→ What the task requires
Please retype every entry below, keeping it exactly the same.

→ Source material
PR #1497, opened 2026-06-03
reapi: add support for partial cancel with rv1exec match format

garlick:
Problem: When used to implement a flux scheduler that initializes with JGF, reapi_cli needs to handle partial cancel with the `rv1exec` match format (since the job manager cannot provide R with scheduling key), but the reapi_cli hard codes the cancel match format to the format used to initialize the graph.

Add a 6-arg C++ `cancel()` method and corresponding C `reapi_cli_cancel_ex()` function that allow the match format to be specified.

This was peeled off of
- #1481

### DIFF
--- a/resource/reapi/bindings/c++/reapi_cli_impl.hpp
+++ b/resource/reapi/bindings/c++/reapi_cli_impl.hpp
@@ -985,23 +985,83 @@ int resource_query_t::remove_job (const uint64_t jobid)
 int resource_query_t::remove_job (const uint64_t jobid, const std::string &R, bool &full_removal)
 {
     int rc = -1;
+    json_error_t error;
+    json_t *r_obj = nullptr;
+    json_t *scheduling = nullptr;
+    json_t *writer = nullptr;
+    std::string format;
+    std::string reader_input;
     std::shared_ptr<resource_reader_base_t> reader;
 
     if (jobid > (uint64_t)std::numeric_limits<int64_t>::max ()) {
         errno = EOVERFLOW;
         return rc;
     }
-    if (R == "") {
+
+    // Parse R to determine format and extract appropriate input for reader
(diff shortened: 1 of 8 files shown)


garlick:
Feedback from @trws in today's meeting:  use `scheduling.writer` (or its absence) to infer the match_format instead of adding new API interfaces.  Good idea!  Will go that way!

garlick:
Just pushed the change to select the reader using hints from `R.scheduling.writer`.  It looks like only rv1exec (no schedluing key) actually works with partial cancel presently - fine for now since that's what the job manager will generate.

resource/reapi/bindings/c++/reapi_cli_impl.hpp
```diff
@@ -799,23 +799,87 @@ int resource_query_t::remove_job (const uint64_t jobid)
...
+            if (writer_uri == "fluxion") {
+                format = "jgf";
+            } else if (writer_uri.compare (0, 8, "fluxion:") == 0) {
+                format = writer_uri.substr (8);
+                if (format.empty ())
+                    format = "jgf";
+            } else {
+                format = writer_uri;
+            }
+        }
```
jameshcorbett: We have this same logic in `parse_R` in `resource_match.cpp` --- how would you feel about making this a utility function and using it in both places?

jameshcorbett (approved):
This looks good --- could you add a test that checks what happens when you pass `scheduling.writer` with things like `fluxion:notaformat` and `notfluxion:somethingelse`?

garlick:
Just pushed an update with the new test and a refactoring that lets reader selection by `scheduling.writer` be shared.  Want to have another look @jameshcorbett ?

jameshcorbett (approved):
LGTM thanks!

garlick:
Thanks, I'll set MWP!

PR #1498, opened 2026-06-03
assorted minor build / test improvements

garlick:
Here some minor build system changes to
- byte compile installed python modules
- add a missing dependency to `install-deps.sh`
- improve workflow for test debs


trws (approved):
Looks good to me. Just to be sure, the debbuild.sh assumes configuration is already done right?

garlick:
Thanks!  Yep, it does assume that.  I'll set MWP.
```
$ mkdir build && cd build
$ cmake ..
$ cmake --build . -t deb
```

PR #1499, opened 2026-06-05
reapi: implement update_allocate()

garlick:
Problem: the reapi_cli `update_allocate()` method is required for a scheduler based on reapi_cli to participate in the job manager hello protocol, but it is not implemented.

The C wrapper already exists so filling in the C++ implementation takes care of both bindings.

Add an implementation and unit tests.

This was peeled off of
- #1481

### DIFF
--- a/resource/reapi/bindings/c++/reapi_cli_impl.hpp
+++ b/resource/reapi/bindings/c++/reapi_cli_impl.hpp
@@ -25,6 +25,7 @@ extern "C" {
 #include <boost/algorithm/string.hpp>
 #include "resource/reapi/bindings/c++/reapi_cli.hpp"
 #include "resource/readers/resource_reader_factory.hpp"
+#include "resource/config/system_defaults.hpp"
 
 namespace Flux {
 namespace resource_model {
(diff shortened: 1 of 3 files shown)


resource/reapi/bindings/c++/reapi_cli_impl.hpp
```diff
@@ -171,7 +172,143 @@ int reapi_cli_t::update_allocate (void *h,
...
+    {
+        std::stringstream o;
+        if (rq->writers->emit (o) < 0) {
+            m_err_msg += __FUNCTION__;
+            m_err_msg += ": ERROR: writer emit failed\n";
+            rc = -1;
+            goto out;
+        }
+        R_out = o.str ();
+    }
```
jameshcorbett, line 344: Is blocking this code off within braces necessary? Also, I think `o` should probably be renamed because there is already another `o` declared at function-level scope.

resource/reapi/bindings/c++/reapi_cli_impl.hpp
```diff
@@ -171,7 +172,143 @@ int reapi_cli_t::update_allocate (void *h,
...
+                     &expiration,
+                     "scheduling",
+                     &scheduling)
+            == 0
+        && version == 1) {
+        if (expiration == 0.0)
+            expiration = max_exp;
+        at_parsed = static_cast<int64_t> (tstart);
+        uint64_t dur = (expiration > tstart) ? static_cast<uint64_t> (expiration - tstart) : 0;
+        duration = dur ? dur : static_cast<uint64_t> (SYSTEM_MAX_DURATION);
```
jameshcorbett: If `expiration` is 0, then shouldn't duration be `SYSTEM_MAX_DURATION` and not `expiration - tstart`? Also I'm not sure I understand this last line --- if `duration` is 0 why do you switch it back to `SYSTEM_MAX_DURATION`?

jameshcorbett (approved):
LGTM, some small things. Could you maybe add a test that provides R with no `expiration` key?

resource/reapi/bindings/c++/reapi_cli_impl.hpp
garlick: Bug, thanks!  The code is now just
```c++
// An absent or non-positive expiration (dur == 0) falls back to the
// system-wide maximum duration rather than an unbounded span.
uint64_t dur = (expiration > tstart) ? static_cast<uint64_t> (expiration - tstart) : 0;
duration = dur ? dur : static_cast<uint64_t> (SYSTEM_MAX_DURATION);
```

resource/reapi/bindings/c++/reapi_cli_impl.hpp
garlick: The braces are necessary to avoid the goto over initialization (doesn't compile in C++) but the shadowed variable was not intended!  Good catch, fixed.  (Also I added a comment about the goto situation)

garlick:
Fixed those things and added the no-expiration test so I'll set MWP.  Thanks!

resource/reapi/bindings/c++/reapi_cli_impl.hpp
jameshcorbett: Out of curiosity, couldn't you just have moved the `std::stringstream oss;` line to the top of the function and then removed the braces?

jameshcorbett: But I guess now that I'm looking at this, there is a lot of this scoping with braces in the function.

→ Task solution
PR #1497, opened 2026-06-03
reapi: add support for partial cancel with rv1exec match format

garlick:
Problem: When used to implement a flux scheduler that initializes with JGF, reapi_cli needs to handle partial cancel with the `rv1exec` match format (since the job manager cannot provide R with scheduling key), but the reapi_cli hard codes the cancel match format to the format used to initialize the graph.

Add a 6-arg C++ `cancel()` method and corresponding C `reapi_cli_cancel_ex()` function that allow the match format to be specified.

This was peeled off of
- #1481

### DIFF
--- a/resource/reapi/bindings/c++/reapi_cli_impl.hpp
+++ b/resource/reapi/bindings/c++/reapi_cli_impl.hpp
@@ -985,23 +985,83 @@ int resource_query_t::remove_job (const uint64_t jobid)
 int resource_query_t::remove_job (const uint64_t jobid, const std::string &R, bool &full_removal)
 {
     int rc = -1;
+    json_error_t error;
+    json_t *r_obj = nullptr;
+    json_t *scheduling = nullptr;
+    json_t *writer = nullptr;
+    std::string format;
+    std::string reader_input;
     std::shared_ptr<resource_reader_base_t> reader;
 
     if (jobid > (uint64_t)std::numeric_limits<int64_t>::max ()) {
         errno = EOVERFLOW;
         return rc;
     }
-    if (R == "") {
+
+    // Parse R to determine format and extract appropriate input for reader
(diff shortened: 1 of 8 files shown)


garlick:
Feedback from @trws in today's meeting:  use `scheduling.writer` (or its absence) to infer the match_format instead of adding new API interfaces.  Good idea!  Will go that way!

garlick:
Just pushed the change to select the reader using hints from `R.scheduling.writer`.  It looks like only rv1exec (no schedluing key) actually works with partial cancel presently - fine for now since that's what the job manager will generate.

resource/reapi/bindings/c++/reapi_cli_impl.hpp
```diff
@@ -799,23 +799,87 @@ int resource_query_t::remove_job (const uint64_t jobid)
...
+            if (writer_uri == "fluxion") {
+                format = "jgf";
+            } else if (writer_uri.compare (0, 8, "fluxion:") == 0) {
+                format = writer_uri.substr (8);
+                if (format.empty ())
+                    format = "jgf";
+            } else {
+                format = writer_uri;
+            }
+        }
```
jameshcorbett: We have this same logic in `parse_R` in `resource_match.cpp` --- how would you feel about making this a utility function and using it in both places?

jameshcorbett (approved):
This looks good --- could you add a test that checks what happens when you pass `scheduling.writer` with things like `fluxion:notaformat` and `notfluxion:somethingelse`?

garlick:
Just pushed an update with the new test and a refactoring that lets reader selection by `scheduling.writer` be shared.  Want to have another look @jameshcorbett ?

jameshcorbett (approved):
LGTM thanks!

garlick:
Thanks, I'll set MWP!

PR #1498, opened 2026-06-03
assorted minor build / test improvements

garlick:
Here some minor build system changes to
- byte compile installed python modules
- add a missing dependency to `install-deps.sh`
- improve workflow for test debs


trws (approved):
Looks good to me. Just to be sure, the debbuild.sh assumes configuration is already done right?

garlick:
Thanks!  Yep, it does assume that.  I'll set MWP.
```
$ mkdir build && cd build
$ cmake ..
$ cmake --build . -t deb
```

PR #1499, opened 2026-06-05
reapi: implement update_allocate()

garlick:
Problem: the reapi_cli `update_allocate()` method is required for a scheduler based on reapi_cli to participate in the job manager hello protocol, but it is not implemented.

The C wrapper already exists so filling in the C++ implementation takes care of both bindings.

Add an implementation and unit tests.

This was peeled off of
- #1481

### DIFF
--- a/resource/reapi/bindings/c++/reapi_cli_impl.hpp
+++ b/resource/reapi/bindings/c++/reapi_cli_impl.hpp
@@ -25,6 +25,7 @@ extern "C" {
 #include <boost/algorithm/string.hpp>
 #include "resource/reapi/bindings/c++/reapi_cli.hpp"
 #include "resource/readers/resource_reader_factory.hpp"
+#include "resource/config/system_defaults.hpp"
 
 namespace Flux {
 namespace resource_model {
(diff shortened: 1 of 3 files shown)


resource/reapi/bindings/c++/reapi_cli_impl.hpp
```diff
@@ -171,7 +172,143 @@ int reapi_cli_t::update_allocate (void *h,
...
+    {
+        std::stringstream o;
+        if (rq->writers->emit (o) < 0) {
+            m_err_msg += __FUNCTION__;
+            m_err_msg += ": ERROR: writer emit failed\n";
+            rc = -1;
+            goto out;
+        }
+        R_out = o.str ();
+    }
```
jameshcorbett, line 344: Is blocking this code off within braces necessary? Also, I think `o` should probably be renamed because there is already another `o` declared at function-level scope.

resource/reapi/bindings/c++/reapi_cli_impl.hpp
```diff
@@ -171,7 +172,143 @@ int reapi_cli_t::update_allocate (void *h,
...
+                     &expiration,
+                     "scheduling",
+                     &scheduling)
+            == 0
+        && version == 1) {
+        if (expiration == 0.0)
+            expiration = max_exp;
+        at_parsed = static_cast<int64_t> (tstart);
+        uint64_t dur = (expiration > tstart) ? static_cast<uint64_t> (expiration - tstart) : 0;
+        duration = dur ? dur : static_cast<uint64_t> (SYSTEM_MAX_DURATION);
```
jameshcorbett: If `expiration` is 0, then shouldn't duration be `SYSTEM_MAX_DURATION` and not `expiration - tstart`? Also I'm not sure I understand this last line --- if `duration` is 0 why do you switch it back to `SYSTEM_MAX_DURATION`?

jameshcorbett (approved):
LGTM, some small things. Could you maybe add a test that provides R with no `expiration` key?

resource/reapi/bindings/c++/reapi_cli_impl.hpp
garlick: Bug, thanks!  The code is now just
```c++
// An absent or non-positive expiration (dur == 0) falls back to the
// system-wide maximum duration rather than an unbounded span.
uint64_t dur = (expiration > tstart) ? static_cast<uint64_t> (expiration - tstart) : 0;
duration = dur ? dur : static_cast<uint64_t> (SYSTEM_MAX_DURATION);
```

resource/reapi/bindings/c++/reapi_cli_impl.hpp
garlick: The braces are necessary to avoid the goto over initialization (doesn't compile in C++) but the shadowed variable was not intended!  Good catch, fixed.  (Also I added a comment about the goto situation)

garlick:
Fixed those things and added the no-expiration test so I'll set MWP.  Thanks!

resource/reapi/bindings/c++/reapi_cli_impl.hpp
jameshcorbett: Out of curiosity, couldn't you just have moved the `std::stringstream oss;` line to the top of the function and then removed the braces?

jameshcorbett: But I guess now that I'm looking at this, there is a lot of this scoping with braces in the function.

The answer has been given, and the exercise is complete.